Solution 1:

I'll first give you the code and then explain it a bit:

// direction vectors
const int dx[] = {+1, 0, -1, 0};
const int dy[] = {0, +1, 0, -1};

// matrix dimensions
int row_count;
int col_count;

// the input matrix
int m[MAX][MAX];

// the labels, 0 means unlabeled
int label[MAX][MAX];

void dfs(int x, int y, int current_label) {
  if (x < 0 || x == row_count) return; // out of bounds
  if (y < 0 || y == col_count) return; // out of bounds
  if (label[x][y] || !m[x][y]) return; // already labeled or not marked with 1 in m

  // mark the current cell
  label[x][y] = current_label;

  // recursively mark the neighbors
  for (int direction = 0; direction < 4; ++direction)
    dfs(x + dx[direction], y + dy[direction], current_label);
}

void find_components() {
  int component = 0;
  for (int i = 0; i < row_count; ++i) 
    for (int j = 0; j < col_count; ++j) 
      if (!label[i][j] && m[i][j]) dfs(i, j, ++component);
}

This is a common way of solving this problem.

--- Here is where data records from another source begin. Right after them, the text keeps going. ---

PR #157, opened 2019-10-08
workflow.c: Remove the useless "workflow_change_state" function.

conte91:
`workflow_change_state` was supposed to be "switching workflows based on
user inputs" (as per the docs), but in practice all what it was doing was switching to
the "Tap this side" screen.

### DIFF
--- a/src/workflow/workflow.c
+++ b/src/workflow/workflow.c
@@ -43,6 +43,17 @@ void workflow_confirm_dismiss(const char* title, const char* body)
     ui_screen_stack_switch(confirm_create(title, body, false, _confirm_dismiss, NULL));
 }
 
+void workflow_start(void)
+{
+    usb_start(hww_setup);
+    ui_screen_stack_pop_all();
+    ui_screen_stack_push(info_centered_create("See the BitBox App", NULL));
+}
+
+/**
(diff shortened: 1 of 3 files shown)


src/workflow/workflow.c
```diff
@@ -52,23 +63,8 @@ static void _select_orientation_done(bool upside_down)
...
 
-void workflow_start(void)
-{
-    usb_start(hww_setup);
-    ui_screen_stack_pop_all();
-    ui_screen_stack_push(info_centered_create("See the BitBox App", NULL));
-}
-
-void workflow_change_state(workflow_state_t state)
+void start_orientation_screen(void)
```
benma: prefix with `workflow_` based on the filename. We generally do this as a poor man's namespacing ;) and it helps to know roughly in what area a function lives when reading code.

conte91: Amended e35498b24bf0ba762babf224fdc8e08edd2d4e

conte91:
> You have a commit `Merge remote-tracking branch 'upstream/master'` in this PR now. Should just be your commit.

I've manually merged `master` in to fix possible conflicts and test on the updated codebase - I'll rebase instead.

The direction vectors are just a nice way to find the neighboring cells (in each of the four directions).

The dfs function performs a depth-first-search of the grid. That simply means it will visit all the cells reachable from the starting cell. Each cell will be marked with current_label

The find_components function goes through all the cells of the grid and starts a component labeling if it finds an unlabeled cell (marked with 1).

This can also be done iteratively using a stack. If you replace the stack with a queue, you obtain the bfs or breadth-first-search.

Solution 2:

This can be solved with union find (although DFS, as shown in the other answer, is probably a bit simpler).

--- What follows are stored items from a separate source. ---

PR #161, opened 2019-10-10
usb/hid: Separate the code sending and receiving packets.

conte91:
Remove the assumption spread throughout hid_hww.c, hid_u2f.c, and
usb_processing.c, that sends should start only after a receive and
receives should start only when a frame has been sent.

Split the single code flow performing the send->rcv->send->rcv... operations
into two separate call stacks. The read part will reissue a (async) read
as soon as data arrives and finished processing. The write part will
continuously issue (async) sends until the write buffer is flushed
completely. Whenever somebody queues new data to write, a new series of
sends will start.

### DIFF
--- a/src/u2f/u2f_packet.c
+++ b/src/u2f/u2f_packet.c
@@ -127,7 +127,7 @@ void u2f_packet_timeout(uint32_t cid)
     usb_frame_prepare_err(FRAME_ERR_MSG_TIMEOUT, cid, _queue_push);
 }
 
-bool u2f_packet_process(const USB_FRAME* frame, void (*send_packet)(void))
+bool u2f_packet_process(const USB_FRAME* frame)
 {
     struct usb_processing* ctx = usb_processing_u2f();
     switch (usb_frame_process(frame, &_in_state)) {
@@ -155,6 +155,7 @@ bool u2f_packet_process(const USB_FRAME* frame, void (*send_packet)(void))
             // Do not send a message yet
             return true;
         }
+        /* We have received a complete frame. Buffer it for processing. */
         if (usb_processing_enqueue(ctx, &_in_state)) {
             // Queue filled and will be sent during usb processing
             _reset_state();
@@ -171,6 +172,5 @@ bool u2f_packet_process(const USB_FRAME* frame, void (*send_packet)(void))
         _queue_err(FRAME_ERR_OTHER, frame->cid);
         break;
     }
-    send_packet();
     return false;
 }
--- a/src/u2f/u2f_packet.h
+++ b/src/u2f/u2f_packet.h
@@ -24,10 +24,9 @@
 /**
  * Processes an incoming USB packet.
  * @param[in] frame The frame that is to be processed.
- * @param[in] send_packet The function to be called to send the response packet.
  * @return true if we are waiting for more frames to complete a packet, false otherwise.
  */
-bool u2f_packet_process(const USB_FRAME* frame, void (*send_packet)(void));
+bool u2f_packet_process(const USB_FRAME* frame);
 
 /**
  * Checks if there has been a timeout
--- a/src/usb/class/hid/hww/hid_hww.c
+++ b/src/usb/class/hid/hww/hid_hww.c
@@ -62,17 +62,25 @@ static int32_t _read(void)
     return hid_read(&_func_data, _out_report, USB_HID_REPORT_OUT_SIZE);
 }
 
+/** Set when the send channel is busy sending data. */
+static bool _send_busy = false;
+
 /**
  * Sends the next frame, if the USB interface is ready.
  */
 static void _send_next(void)
 {
+    if (_send_busy) {
+        /*
+         * We can't send yet. Whenever the current sender finished, it will
+         * flush anything that's still queued.
+         */
+        return;
+    }
     const uint8_t* data = queue_pull(queue_hww_queue());
     if (data != NULL) {
+        _send_busy = true;
         hid_write(&_func_data, data, USB_HID_REPORT_OUT_SIZE);
-    } else {
-        // Read again after we sent everything.
-        _read();
     }
 }
 
@@ -86,11 +94,9 @@ static uint8_t _out(const uint8_t ep, const enum usb_xfer_code rc, const uint32_
     (void)ep;
     (void)rc;
     (void)count;
-    bool need_more = usb_packet_process((const USB_FRAME*)_out_report, _send_next);
-    if (need_more) {
-        _read();
-    }
-
+    usb_packet_process((const USB_FRAME*)_out_report);
+    /* Incoming data has been processed completely. Start a new read. */
+    _read();
     return ERR_NONE;
 }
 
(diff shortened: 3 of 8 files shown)


conte91:
As a side effect, this PR makes the U2F and HWW receiving USB stacks entirely independent. This solves an existing issue for which incoming U2F packets are silently dropped if there is some HWW operation in progress.

Scenario: The user opens the "confirm receive address" window. While it's open, it requests U2F auth.
Current situation: the U2F request is silently dropped - this breaks Firefox (you have to reload the page and start U2F from scratch).
New situation: the U2F request is queued - so when the HWW window exits, the U2F process starts.

However, the solution is probably not ideal: it has the downside of having two separate (7kB!) buffers allocated for each stack. Also, from the UI side, having the U2F request being processed with such a large delay could confuse the user (maybe he just closed the U2F window entirely 10 minutes ago, and suddenly a U2F registration request pops out when he finishes his HWW operation?)

Maybe a good solution could be to modify this situation slightly, so that the device reports as busy when something else is being processed on the other stack?

I don't think I know enough details of U2F (or HWW for what matters) not to make a mistake here :) @NickeZ could you give your opinion?

Also @benma we've discussed this offline.

benma:
> Maybe a good solution could be to modify this situation slightly, so that the device reports as busy when something else is being processed on the other stack?

:+1:

NickeZ:
Yes! Fantastic!

I hope the u2f and the hww usb frame stacks can be merged eventually.

If the device is busy (with another u2f request, or a hww request) the correct response is "ERR_CHANNEL_BUSY" on the u2fhid layer.

https://fidoalliance.org/specs/fido-u2f-v1.2-ps-20170411/fido-u2f-hid-protocol-v1.2-ps-20170411.html#u2fhid_error

NickeZ:
FYI: you can run the test_u2f_hid_with_hardware and test_u2f_standard_with_hardware with the bitbox to double check that everything works.

Eventually we should have some regression tests so that we can make changes to the usb stack with more confidence.

conte91:
> If the device is busy (with another u2f request, or a hww request) the correct response is "ERR_CHANNEL_BUSY" on the u2fhid layer.
> 
There is some comment by @douglasbakkum in the u2f layer that says we send something else instead:
`usb_processing.c:175` says:

>     if (!cmd_valid) {
>         // TODO: if U2F is disabled, we used to return a 'channel busy' command.
>         // now we return an invalid cmd, because there is not going to be a matching
>         // cmd in '_registered_cmds' if the U2F bit it not set (== U2F disabled).
>         // TODO: figure out the consequences and either implement a solution or
>         // inform U2F hijack vendors.
>         _global_queue = ctx->out_queue();
>         usb_frame_prepare_err(FRAME_ERR_INVALID_CMD, ctx->in_packet.cid, _queue_push);
>     }
> 

Is this what you were talking about?

`

conte91:
> FYI: you can run the test_u2f_hid_with_hardware and test_u2f_standard_with_hardware with the bitbox to double check that everything works.
> 
> Eventually we should have some regression tests so that we can make changes to the usb stack with more confidence.

+1 - the more modularization PRs I open, the more I wish we had some automatic testing. Maybe we should get some _before_ we push the big ones in (u2f modularization is WIP, workflow modularization will come next)?

NickeZ:
> Ja that passes - although it makes assumptions about the exact number of usb_processing calls that need to happen, which is going to break the tests if an event loop goes in.

The hardware-in-the-loop tests should not make any such assumptions.

NickeZ:
> > If the device is busy (with another u2f request, or a hww request) the correct response is "ERR_CHANNEL_BUSY" on the u2fhid layer.
> 
> There is some comment by @douglasbakkum in the u2f layer that says we send something else instead:
> `usb_processing.c:175` says:
> 
> > ```
> > if (!cmd_valid) {
> >     // TODO: if U2F is disabled, we used to return a 'channel busy' command.
> >     // now we return an invalid cmd, because there is not going to be a matching
> >     // cmd in '_registered_cmds' if the U2F bit it not set (== U2F disabled).
> >     // TODO: figure out the consequences and either implement a solution or
> >     // inform U2F hijack vendors.
> >     _global_queue = ctx->out_queue();
> >     usb_frame_prepare_err(FRAME_ERR_INVALID_CMD, ctx->in_packet.cid, _queue_push);
> > }
> > ```
> 
> Is this what you were talking about?
> 
> `

Thats probably just some copy-paste leftover from bitbox01.

If the bitbox02 is busy we should respond with the busy message. AFAIU

conte91:
> > Ja that passes - although it makes assumptions about the exact number of usb_processing calls that need to happen, which is going to break the tests if an event loop goes in.
> 
> The hardware-in-the-loop tests should not make any such assumptions.

`mock_hidapi.c` seems to do that - `hid_read_timeout()` function "knows" when to poll for data based on the internal behaviour of `usb_processing_process`. This should be easy to fix but can go in another PR.

conte91:
> If the device is busy (with another u2f request, or a hww request) the correct response is "ERR_CHANNEL_BUSY" on the u2fhid layer.

Ok, implementing this on the U2F layer is pretty tough. Currently the check is performed at the raw USB frame level (`{usb,u2f}_packet.c`). So we send out a `FRAME_ERR_CHANNEL_BUSY` response, which AFAIK means the _usb stack_ itself is busy. What we want to say is that the UI/device is busy, over a normal (non-error) USB frame. But with the current code, a blocking UI does indeed imply that the USB port is stalling - so there's really no way around it atm.

I've left the "old" solution (responding with `FRAME_ERR_CHANNEL_BUSY`) and moved the packet buffers to a shared space in the meanwhile (as each packet buffer occupies 7kB RAM, and we're only using one at the time!).

I'll open a separate issue for plugging in the correct responses once blocking operations become independent from the USB processing.

NickeZ:
> > If the device is busy (with another u2f request, or a hww request) the correct response is "ERR_CHANNEL_BUSY" on the u2fhid layer.
> 
> Ok, implementing this on the U2F layer is pretty tough. Currently the check is performed at the raw USB frame level (`{usb,u2f}_packet.c`). So we send out a `FRAME_ERR_CHANNEL_BUSY` response, which AFAIK means the _usb stack_ itself is busy. What we want to say is that the UI/device is busy, over a normal (non-error) USB frame. But with the current code, a blocking UI does indeed imply that the USB port is stalling - so there's really no way around it atm.
> 
> I've left the "old" solution (responding with `FRAME_ERR_CHANNEL_BUSY`) and moved the packet buffers to a shared space in the meanwhile (as each packet buffer occupies 7kB RAM, and we're only using one at the time!).
> 
> I'll open a separate issue for plugging in the correct responses once blocking operations become independent from the USB processing.

I think I understand what you mean. If there is anything on the screen we should respond with `SW_CONDITIONS_NOT_SATISFIED` to any U2F requests.

For our own communications we should probably add a "BUSY" error code here: https://github.com/digitalbitbox/bitbox02-firmware/blob/730c5b956ec1e9a421fa76aec8353f95ff6ff9e1/src/commander/commander.h#L26

conte91:
> Did you also test flashing the bootloader and using the bootloader to flash the firmware? (since this is touching the usb stack which also affects the bootloader).

Just did, still working it seems!

NickeZ:
Cool, i bricked a few devices when i touched the usb stack last time ;)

The basic idea behind this data structure is to repeatedly merge elements in the same component. This is done by representing each component as a tree (with nodes keeping track of their own parent, instead of the other way around), you can check whether 2 elements are in the same component by traversing to the root node and you can merge nodes by simply making the one root the parent of the other root.

A short code sample demonstrating this:

const int w = 5, h = 5;
int input[w][h] =  {{1,0,0,0,1},
                    {1,1,0,1,1},
                    {0,1,0,0,1},
                    {1,1,1,1,0},
                    {0,0,0,1,0}};
int component[w*h];

void doUnion(int a, int b)
{
    // get the root component of a and b, and set the one's parent to the other
    while (component[a] != a)
        a = component[a];
    while (component[b] != b)
        b = component[b];
    component[b] = a;
}

void unionCoords(int x, int y, int x2, int y2)
{
    if (y2 < h && x2 < w && input[x][y] && input[x2][y2])
        doUnion(x*h + y, x2*h + y2);
}

int main()
{
    for (int i = 0; i < w*h; i++)
        component[i] = i;
    for (int x = 0; x < w; x++)
    for (int y = 0; y < h; y++)
    {
        unionCoords(x, y, x+1, y);
        unionCoords(x, y, x, y+1);
    }

    // print the array
    for (int x = 0; x < w; x++)
    {
        for (int y = 0; y < h; y++)
        {
            if (input[x][y] == 0)
            {
                cout << ' ';
                continue;
            }
            int c = x*h + y;
            while (component[c] != c) c = component[c];
            cout << (char)('a'+c);
        }
        cout << "\n";
    }
}

Live demo.

The above will show each group of ones using a different letter of the alphabet.

p   i
pp ii
 p  i
pppp 
   p 

It should be easy to modify this to get the components separately or get a list of elements corresponding to each component. One idea is to replace cout << (char)('a'+c); above with componentMap[c].add(Point(x,y)) with componentMap being a map<int, list<Point>> - each entry in this map will then correspond to a component and give a list of points.

There are various optimisations to improve the efficiency of union find, the above is just a basic implementation.